Rewriting a Java program to JCuda

Hi, I am completely new to JCuda.
For a Java program that does computation (e.g., data analysis). I wonder how hard it is to rewrite/convert it to the JCuda framework.
Anyone has similar experience?
Thanks!

Hello

Although I don’t really have „experience“ with rewriting a whole application to JCuda: It’s hard to say how hard it is :wink:

It depends on several factors. JCuda is intended to mimic CUDA. And in general, there are stilistic differences between „well-designed, object oriented Java“ and CUDA. So in any case, before you set out to re-write even parts of your application, you should have made clear

  • which part you want to accelerate through data-parallel GPU computing
  • how you intend to achieve a speedup there and
  • how large the speedup might be
  • how the GPU computing part may be integrated into the remaining application

In any case, I’d recommend to really try to draw a clear and strict separation line between the GPU-related part and the remaining part. (This applies to all pieces of software, but there are several reasons to emphasize this for JCuda/CUDA).

Can you elaborate which kinds of data analysis you intend to run on the GPU?

bye

Thanks for the answer.

I plan to implement a series of statistical functions that might involve dealing with large amounts of high-dimensional data. For example, when implementing Bayes’ theorem, the program needs to do some ‘counting’ across all the dimensions of the data and across all the data points. And the goal is to make such computation real time, similar to how an Excel cell responds to a function typed in it.

OK, I’ve never been so familar with statistics and probabilities (it scares me - too many paradoxes are based on that! :eek: :wink: ).

I wonder which parts of the application have been identified as bottlenecks and should be accelerated with data-parallel GPU processing, and what the intended „interface“ for these functions looks like.

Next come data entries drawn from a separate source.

PR #694, opened 2019-10-06
First Implementation of Google Dagger for Android

Iguins:
Google Dagger is required for Firebase InAppMessaging in Xamarin GooglePlayServiceComponent Rep.

PR #697, opened 2019-10-07
Final Google Dagger fixes

Redth:
There's some house keeping we need to do for this (originally PR #694 - thanks @GuillaumeSE !):

 - [x] Create FWLinks
-  [x] Add cake ci target
 - [x] Add to manifest


Android/GoogleDagger/source/Dagger/Dagger.csproj
```diff
@@ -0,0 +1,49 @@
...
+    <PackageRequireLicenseAcceptance>true</PackageRequireLicenseAcceptance>
+    <PackageVersion>2.13</PackageVersion>
+  </PropertyGroup>
+
+  <ItemGroup>
+    <TransformFile Include="Transforms\*.xml" />
+  </ItemGroup>
+
+  <ItemGroup>
+    <None Include="..\..\externals\dagger.jar">
```
mattleibow: Why is this included here, and then again below?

For example, when the basis for the computation is some object-oriented structure of classes (for Vectors or so), it may be hard to port this to CUDA. If you rely mainly on interfaces, it might be easier (that depends). And if you are already working on simple float[] arrays, it should be the easiest.

Similarly for the computation and the „data processing workflow“ itself: Depending on how compute-intensive the analysis actually is, and how the GPU-accelerated step should be integrated into the remaining application, there may be more or fewer hurdles to take.

Although I’m certainly NOT a CUDA expert: If you can give an example of such a computation, and maybe some info about the data structures that are involved, I might be able to give a more precise answer.

(BTW: I assume that this should only be an example, but if you intend to define the function that is to be executed at runtime, you might consider using OpenCL/JOCL. It’s conceptually similar to CUDA, and comes with a built-in compiler, so the actual kernel function can easily be defined at runtime).

So you mean the more primitive (i.e., less OO) the data structure the easier it is?

Actually I haven’t started yet. I just wonder if I can start with a non GPU version and modify it later when I find using GPU is necessary.

I will come back with more questions once I get started. Thanks!

In any case, in order to copy memory from the host to the CUDA device, you will need the data in a “flat” from - that is, essentially, a primitive array or buffer. This means you can not create something like

class Entry {
    float conditionalProbability, unconditionalProbability, ...;
    // getters, setters, other methods...
}
class Matrix {
    List<List<Entry>> entries;
    // getters, setters, other methods...
}

and then copy this data directly to the device. In order to copy this to the device, you eventually need this data, for example, as a float array[] = new float[matrixRows*matrixColumns*3]. But of course, for the rest of the program, you do certainly not want to mess around with one large array. Instead, you’d like to keep the object-oriented view on the data. The most appropriate solution for this target conflict depends on many factors, and there certainly is no silver bullet. But one conceptual pattern that might be applied here is to use appropriate interfaces and implementations. I think I already started a short “tutorial”/example showing how this might be implemented, maybe I can finish this later today - but for now, you might want to have a look at http://code.google.com/p/aparapi/wiki/AparapiPatterns , where this idea is sketched in the section “How can I use Aparapi and still maintain an object-oriented view of my data?”. You basically create “flat”, primitive arrays that may efficiently be copied to the GPU, and put an object-oriented view on top of this array.